Driving in rural (country) roads is very different from driving in the city.

Rural roads are not designed in an efficient way like the urban roads. Urban roads and highways usually have much better architecture, which provides a driving environment with fewer obstacles and higher-speed driving.

Here are some challenges you may deal with when driving on rural roads:

  • Rural roads tend to have a lot of sharp curves, blind curves, steep hills, and dips.
  • Rural roads do not have good guide signs, and some of the signs may be hidden by trees or bushes.
  • Rural roads are narrow, which makes it impossible to pass other vehicles.
  • Most rural roads have no shoulders.
  • Some rural roads have no guard rails.
  • There are blind driveways, T-intersections, side streets that are not visible due to trees, crops, and bushes.
  • There are wild animals, farm animals, and farm vehicle crossings.
  • Rural road pavements are usually rough and not in good condition because they are less maintained.  In some areas, the rural roads are unpaved (dirt or gravel).  Thus, your tires do not have a good traction.
  • Sometimes there are obstacles on the road such as rocks, debris, animals, and slow-moving vehicles.
  • Icy roads are often treated with sand or gravel to provide traction. After the ice is gone, the sand or gravel can make the road slippery for driving.
  • Roads with potholes may cause your vehicle to bounce or jolt as you drive over them. Your tires may lose traction, and you may slip to the side.

In addition to the above obstacles and challenges, if there is an accident, help or an ambulance is far away, so you need to be extra careful on the rural roads.

If you are driving to a rural area, take the following safety precautions:

1. Inspect your vehicle and make sure it is safe to drive.
Inspect your vehicle to make sure it is in a safe condition or take it to a mechanic for a safety inspection before traveling on a rural or mountain road.

Rural or mountain roads do not have good traction, so you need to make sure that your tires are safe for rural or mountain driving.
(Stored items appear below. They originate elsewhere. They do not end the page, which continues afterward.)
Issue #375, opened 2022-12-08
Clarify MIDI mappings with pictures


frostburn:
Craft SVG diagrams that show how the standard piano layout maps to scale degrees.

PR #390, opened 2022-12-19
Visualize MIDI mapping and active MIDI keys

frostburn:
Add a missing index to the computed white indices

ref #375


frostburn:
Self-reviewing: Here goes nothing!

Issue #397, opened 2022-12-31
Add support for tempering in huge subgroups


frostburn:
**Userminusone** — 12/24/2022 5:39 AM

> So it turns out ScaleWorkshop tempering via commas just... fails with high prime limits?
>
> Is this a bug or am I not supposed to go up to the 31 limit with tempering?

This is related to: https://github.com/xenharmonic-devs/temperaments/issues/30

frostburn:
I think the best I can do for now is making commas disappear via generic gradient descent and adding vals in Tenney-Euclid optimal linear combinations. I should be able to keep equaves pure, but not support arbitrary constraints.

frostburn:
Note that this doesn't apply to scale generation. Those remain off-limits for now.

You need the wedgie to work out the period and the generator. The naive way of calculating the wedgie grows like `2**n` in complexity. There might be a `n**2` solution, but I haven't figured it out yet.

The numerical methods for working out periods and generators from mapping vectors are somewhat flimsy. Producing the wrong result or randomly failing is not great for UX.

frostburn:
I guess I'll implement everything in this repository for now. Can't see a reasonable way around adding `mathjs` dependency and don't want to burden `temperaments` with it.

PR #398, opened 2023-01-02
Implement lightweight tempering algorithms for large subgroups

frostburn:
ref #397


frostburn:
Went ahead and included `mathjs` higher upstream as it could simplify some matrix calculations there anyway.

frostburn:
I need to look into this and describe how to test.

frostburn:
To test load a JI preset like *Raga Bageshri* and apply the *Temper* modifier with prime limit set to something high like 41. In `main` that eventually crashes something, but in this branch it should work.

frostburn:
Self-reviewing: For the love of Spoob, why are we like this?!

PR #408, opened 2023-01-29
Stop Firefox from bringing up Quick Find when '/' is pressed

### LINKED ISSUE #407: Stop Firefox from opening Quick Find when '/' key is pressed
Firefox has a feature called "Quick Find" which makes the slash key bring up a search bar unless text is being entered. This interferes with the using the keyboard for notes in Scale Workshop.

A fix has been provided.

forrcaho:
Fixes #407

### DIFF
--- a/src/keyboard.ts
+++ b/src/keyboard.ts
@@ -223,6 +223,7 @@ export class Keyboard {
     }
 
     if (COORDS_BY_CODE.has(event.code)) {
+      event.preventDefault(); // Stops Firefox from intercepting '/' for Quick Find
       this.activeKeys.add(event.code);
       if (event.shiftKey) {
         this.pendingKeys.add(event.code);


frostburn:
I find this solution too heavy-handed.  It's not the job of a key-press wrapper to interfere with default browser behavior. Maybe `App.windowKeydown` is a better place for this.

forrcaho:
This fix is based on [a StackOverflow answer](https://stackoverflow.com/a/8563788). Notice that it has to check that the focus is not on an input element before reclaiming the key event from Firefox.

By inserting the line where I did, the focus state is known: any keydown event executing that code is intended to play a note. 

I'm not familiar with `App.windowKeydown`, but I worry that putting this code elsewhere would mean that the focus check would have to be duplicated.

frostburn:
I'm pretty sure this fix can be placed near the focus check without having to worry about code duplication. I can take a crack at it later. The fix itself is welcome. :pray:

frostburn:
Rejected in favor of #409

PR #409, opened 2023-02-01
Disable browser specific features like quick find on Firefox

frostburn:
ref #407


frostburn:
Intended to replace #408

SeanArchibald (approved):

PR #421, opened 2023-04-25
Document changes from 2.0.1 to 2.1.0 in the README

frostburn:


frostburn:
There are more than a couple of features here. How about bumping the version all the way to `2.1.0` instead?

SeanArchibald:
I think 2.1.0 would be fine

SeanArchibald (approved):

Issue #416, opened 2023-04-16
Passing float for MIDI note number sometimes causes black screen


rlh74:
Accidentally noticed this when I thought I was setting base frequency input field but instead was focused on MIDI note for base frequency input field. Any decimal values other than 0 will cause the screen to go black, clicking somewhere in the browser window will bring the page back with the scale output table missing. When running in local development environment, there is no UI bug but the MIDI note number displays undefined for midi note name and a float for the octave number. 

Updating emit args for `baseMidiNote` (line 103 in `ScaleBuilder.vue`) to `Math.trunc(newValue)` provides a quick fix that handles decimal values the same way other invalid characters are handled. Unit tests pass and e2e tests appear unaffected by the change.

PR #422, opened 2023-04-27
Force base MIDI note to be an integer

frostburn:
ref #416


frostburn:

Always check your tires' pressure, tread depth and condition before driving on a rural or mountain road.

2. Carry supplies in case you get stranded on a remote road.
If you are driving to a remote rural area, always carry water, food (dried food is better in case of an emergency, as it will last longer), flashlights, blankets, flares, First Aid kit, jumper cable, and other emergency supplies in case you get stranded or need help.

3. Make sure you don't get lost.
One of the most common problems on rural roads is the lack of street signs and if you do not have GPS navigation or there is no cellular connection, you may get lost on a rural road and end up on a difficult or dangerous road.

Carry GPS and a map of the area and be sure of where you are going before driving too far in a remote area.

4. Stay within the speed limit or slower.
Always stay within the speed limit or slower and, if there are other circumstances such as weather, road conditions or driving at night, you will need to reduce your speed considerably to a safe speed.

5. Be careful if there is a bad weather condition.
Rain, snow, ice, fog or night-driving on mountain roads or rural roads can be very dangerous.

Weather condition can quickly change mountain roads to dangerous territory. Avoid driving on rural, country or mountain roads when weather conditions are poor, especially at night.

If your visibility is too low to drive safely, try to exit to a safe place to stay or, if there is no exit for many miles, turn on your hazard lights and pull over to a safe spot (as far right to the road as possible), keep your seatbelt on, and do not drive until weather conditions improve.

6. Be aware of blind curves or dips.
When approaching a blind curve or dip in a narrow road, slow down and move as far to the right as possible to avoid any collision with upcoming traffic.

7. Be aware of one-lane bridges.
A bridge in a rural area may only have one lane. If you approach a one-lane bridge, slow down. If an approaching driver is closer to the bridge than you are, yield to the other driver. If you're not sure that you can safely pass the bridge, wait and yield to the other driver. Driving safely always means being courteous and allowing the other vehicle to proceed.